Record extracts:
PR #146, opened 2019-02-26
Use new user signup whitelist

emileswarts:
We made the user signup white list content manageable in the admin.
It publishes a regex to S3.  We can use this regex instead of the
environment variable set previously.

### DIFF
--- a/lib/wifi_user/use_case/check_if_whitelisted_email.rb
+++ b/lib/wifi_user/use_case/check_if_whitelisted_email.rb
@@ -1,0 +1,21 @@
+module WifiUser
+  module UseCases
+    class CheckIfWhitelistedEmail
+      def initialize(gateway:)
+        @email_regex_gateway = gateway
+      end
+
+      def execute(email)
+        result = email_regex_gateway.fetch
+
+        pattern = Regexp.new(result, Regexp::IGNORECASE)
+
+        { success: email.to_s.match?(pattern) }
+      end
+
+    private
+
+      attr_reader :email_regex_gateway
+    end
+  end
+end
--- a/lib/wifi_user/use_case/email_signup.rb
+++ b/lib/wifi_user/use_case/email_signup.rb
@@ -2,14 +2,15 @@ require 'mail'
 require 'notifications/client'
 
 class WifiUser::UseCase::EmailSignup
-  def initialize(user_model:)
+  def initialize(user_model:, s3_gateway:)
     @user_model = user_model
+    @s3_gateway = s3_gateway
   end
 
   def execute(contact:)
     email_address = Mail::Address.new(contact).address
 
-    return unless Common::EmailAddress.authorised_email_domain?(email_address)
+    return unless authorised_email_domain?(email_address)
 
     login_details = user_model.generate(contact: email_address)
     send_signup_instructions(email_address, login_details)
@@ -17,7 +18,12 @@ class WifiUser::UseCase::EmailSignup
 
 private
 
-  attr_accessor :user_model
+  attr_accessor :user_model, :s3_gateway
+
+  def authorised_email_domain?(email)
+    regex = Regexp.new(s3_gateway.fetch, Regexp::IGNORECASE)
+    regex.match?(email)
+  end
 
   def send_signup_instructions(email_address, login_details)
     client = Notifications::Client.new(ENV.fetch('NOTIFY_API_KEY'))
--- a/lib/wifi_user/use_case/email_signup.rb
+++ b/lib/wifi_user/use_case/email_signup.rb
@@ -2,36 +2,33 @@ require 'mail'
 require 'notifications/client'
 
 class WifiUser::UseCase::EmailSignup
-  def initialize(user_model:, s3_gateway:)
+  def initialize(user_model:, whitelist_checker:, logger: Logger.new(STDOUT))
     @user_model = user_model
-    @s3_gateway = s3_gateway
+    @whitelist_checker = whitelist_checker
+    @logger = logger
   end
 
   def execute(contact:)
     email_address = Mail::Address.new(contact).address
 
-    return unless authorised_email_domain?(email_address)
-
-    login_details = user_model.generate(contact: email_address)
-    send_signup_instructions(email_address, login_details)
+    if whitelist_checker.execute(email_address)[:success]
+      send_signup_instructions(email_address)
+    else
+      logger.info("Unsuccessful email signup attempt: #{email_address}")
+    end
   end
 
 private
 
-  attr_accessor :user_model, :s3_gateway
+  attr_accessor :user_model, :whitelist_checker, :logger
 
-  def authorised_email_domain?(email)
-    regex = Regexp.new(s3_gateway.fetch, Regexp::IGNORECASE)
-    regex.match?(email)
-  end
-
-  def send_signup_instructions(email_address, login_details)
+  def send_signup_instructions(email_address)
     client = Notifications::Client.new(ENV.fetch('NOTIFY_API_KEY'))
 
     client.send_email(
       email_address: email_address,
       template_id: credentials_template_id,
-      personalisation: login_details,
+      personalisation: user_model.generate(contact: email_address),
       email_reply_to_id: do_not_reply_email_address_id
     )
   end
--- a/lib/wifi_user/use_case/sns_notification_handler.rb
+++ b/lib/wifi_user/use_case/sns_notification_handler.rb
@@ -39,7 +39,13 @@ private
     logger.info("Handling signup request from #{from_address}")
 
     ::WifiUser::UseCase::EmailSignup
-      .new(user_model: WifiUser::Repository::User.new)
+      .new(
+        user_model: WifiUser::Repository::User.new,
+        s3_gateway: Common::Gateway::S3ObjectFetcher.new(
+          bucket: ENV.fetch('S3_SIGNUP_WHITELIST_BUCKET'),
+          key: ENV.fetch('S3_SIGNUP_WHITELIST_OBJECT_KEY')
+        )
+      )
       .execute(contact: from_address)
   end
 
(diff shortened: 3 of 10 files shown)


spec/unit/lib/wifi_user/use_cases/sponsor_users_spec.rb
```diff
@@ -8,10 +8,18 @@
...
+  subject do
+    described_class.new(
+      user_model: user_model,
+      whitelist_checker: whitelist_checker
+    )
+  end
 
   before do
     ENV['RACK_ENV'] = environment
+    ENV['NOTIFY_API_KEY'] = 'dummy_key-00000000-0000-0000-0000-000000000000-00000000-0000-0000-0000-000000000000'
```
emileswarts: Noticed this test was failing when run on its own.
Depended on setup from a previous test to set this env variable.

Needs looking into, will do in a separate pr

spec/acceptance/email_notification_spec.rb
```diff
@@ -1,6 +1,4 @@
 RSpec.describe App do
-  before { ENV['AUTHORISED_EMAIL_DOMAINS_REGEX'] = '.gov.uk$' }
```
emileswarts: This did nothing

lib/wifi_user/use_case/sns_notification_handler.rb
```diff
@@ -38,9 +38,15 @@ def handle_signup_request(ses_notification)
...
     logger.info("Handling signup request from #{from_address}")
 
-    ::WifiUser::UseCase::EmailSignup
-      .new(user_model: WifiUser::Repository::User.new)
-      .execute(contact: from_address)
+    ::WifiUser::UseCase::EmailSignup.new(
+      user_model: WifiUser::Repository::User.new,
+      whitelist_checker: WifiUser::UseCases::CheckIfWhitelistedEmail.new(
+        gateway: Common::Gateway::S3ObjectFetcher.new(
+          bucket: ENV.fetch('S3_SIGNUP_WHITELIST_BUCKET'),
```
cybojenix: I'm not too keen on the idea of a use case deciding how a configuration should be loaded.
Ideally the whitelist_checker usecase is initialised outside of the sns-notification-handler

cybojenix: actually thinking about it, I think the email signup use case should also be initialised outside this use case.
While usecases can use one-another, I don't think they should be aware of one another.

spec/unit/lib/wifi_user/use_cases/check_if_whitelisted_email_spec.rb
```diff
@@ -0,0 +1,40 @@
...
+      result = subject.execute('')
+      expect(result).to eq(success: false)
+    end
+
+    it 'rejects a nil address' do
+      result = subject.execute(nil)
+      expect(result).to eq(success: false)
+    end
+
+    it 'respects subdomains' do
```
cybojenix: I don't think this test adds anything. The regex above is hard coded to require a `.`, so is just another case of the described class being able to do regex

cybojenix: I do however think a context should be added for testing the regex pattern we're using for subdomains, to make sure the class will work with the upcoming subdomain regex

spec/unit/lib/wifi_user/use_cases/sponsor_users_spec.rb
cybojenix: Agreed.
we should do something similar for Env with as we did with the s3 config.
This can act as a reference so we can enforce each example is clean: https://www.rubydoc.info/github/rspec/rspec-support/RSpec%2FSupport%2FShellOut:with_env

lib/wifi_user/use_case/sns_notification_handler.rb
emileswarts: True, app.rb used to be the file that composed and envoked all these classes.

This sns_notification_handler is not a real use case, more of a facade class and I wonder if we need it at all.

Totally agree, once again refactor needed, would suggest separate PR

spec/unit/lib/wifi_user/use_cases/check_if_whitelisted_email_spec.rb
emileswarts: True

lib/wifi_user/use_case/email_signup.rb
```diff
@@ -2,30 +2,33 @@
...
     email_address = Mail::Address.new(contact).address
 
-    return unless Common::EmailAddress.authorised_email_domain?(email_address)
-
-    login_details = user_model.generate(contact: email_address)
-    send_signup_instructions(email_address, login_details)
+    if whitelist_checker.execute(email_address)[:success]
+      send_signup_instructions(email_address)
+    else
+      logger.info("Unsuccessful email signup attempt: #{email_address}")
```
kjdchapman: Is it weird that when a user doesn't have a whitelisted e-mail, we don't reply to them with any help?

That's a feature request though, not for this PR - just thinking out loud.

emileswarts: Yeah getting numbers on this feels like a logical first step

lib/wifi_user/use_case/check_if_whitelisted_email.rb
```diff
@@ -0,0 +1,21 @@
+module WifiUser
+  module UseCases
+    class CheckIfWhitelistedEmail
+      def initialize(gateway:)
+        @gateway = gateway
```
cybojenix: can this be a bit more descriptive as to what is expected, please?
maybe `email_regex_gateway`?

lib/wifi_user/use_case/sns_notification_handler.rb
kjdchapman: Agree with @cybojenix on how composition "should" work - it's ideal for another class to have responsibility for composing things correctly.

I'm still getting my thoughts together on how configuration - especially through environment variables - interacts with the CA constructs. I've used them raw elsewhere, putting behind a gateway feels excessive, passing in from `app.rb` might be correct.

Agree with @emileswarts that any of this work could be done in a follow-up PR.

spec/unit/lib/wifi_user/use_cases/check_if_whitelisted_email_spec.rb
```diff
@@ -0,0 +1,35 @@
+describe WifiUser::UseCases::CheckIfWhitelistedEmail do
+  subject { described_class.new(gateway: s3_gateway) }
+  let(:s3_gateway) { double(fetch: '^.*@(aaa\.uk)$') }
```
cybojenix: `s3` in name, but doesn't relate to `s3` anymore

lib/wifi_user/use_case/sns_notification_handler.rb
kjdchapman: Further thoughts: `handler` as a name could be a smell. The responsibility of this class takes a few reads to understand, and feels a little muddled.

This PR isn't changing that, though - I think the change that _is_ being made is a good one.

spec/acceptance/email_notification_spec.rb
kjdchapman: Is that because this REGEX env-var is set in a Dockerfile somewhere? I don't like specs relying on Dockerfiles, makes the setup distant from the assertion.

spec/unit/lib/wifi_user/use_cases/check_if_whitelisted_email_spec.rb
```diff
@@ -0,0 +1,35 @@
+describe WifiUser::UseCases::CheckIfWhitelistedEmail do
+  subject { described_class.new(gateway: s3_gateway) }
```
kjdchapman: I'd call this `spy_gateway` or similar in a spec.

cybojenix:
Understand that the refactoring has been marked as TODO, so won't block it in this PR

spec/unit/lib/wifi_user/use_cases/sponsor_users_spec.rb
kjdchapman: Haven't seen that, looks cool - can you link to where else we took that approach @cybojenix ?

spec/unit/lib/wifi_user/use_cases/check_if_whitelisted_email_spec.rb
emileswarts: Not really a spy though, will call it regex_gateway_stub

emileswarts: If you are cool w that

spec/unit/lib/wifi_user/use_cases/sponsor_users_spec.rb
```diff
@@ -148,6 +156,7 @@ def a_plural_sponsor_confirmation_request
     let(:sponsor) { 'adrian <adrian@fake.uk>' }
     let(:sponsees) { ['adrian@notgov.uk'] }
     let(:do_not_reply_id) { staging_do_not_reply_id }
+    let(:whitelist_checker) { double(execute: { success: false }) }
```
kjdchapman: The test structure feels a bit weird to me with the changes to whitelist_checker.

The test reads half like it's an acceptance spec:
- Here's an email that wouldn't work in the real world
- Try out the process
- See behaviour

And half like it's a unit spec with mocking collaborators
- Here's some irrelevant input
- Here's a collaborator that always returns false
- Try out the process
- See behaviour

Maybe some of this setup doesn't need to be here? Or it can be expressed more tersely?

Finding this hard to explain in text, though.

emileswarts: Agreed, once again I don't think this was introduced by this new whitelist feature.

Code needs to be looked at again as a whole, and some classes teased apart.

spec/unit/lib/wifi_user/use_cases/sponsor_users_spec.rb
cybojenix: We've done it with a closed source solution in the past, but it would amount to something along the lines of:

```rb
  let(:env_override) do
    { NOTIFY_API_KEY: '' }
  end
  around do |example|
    with_env(env_override) { example.call }
  end
```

Exercise instructions: The string "when" may appear on lines of the data above; give the number of those lines and nothing more.

Answer section: 2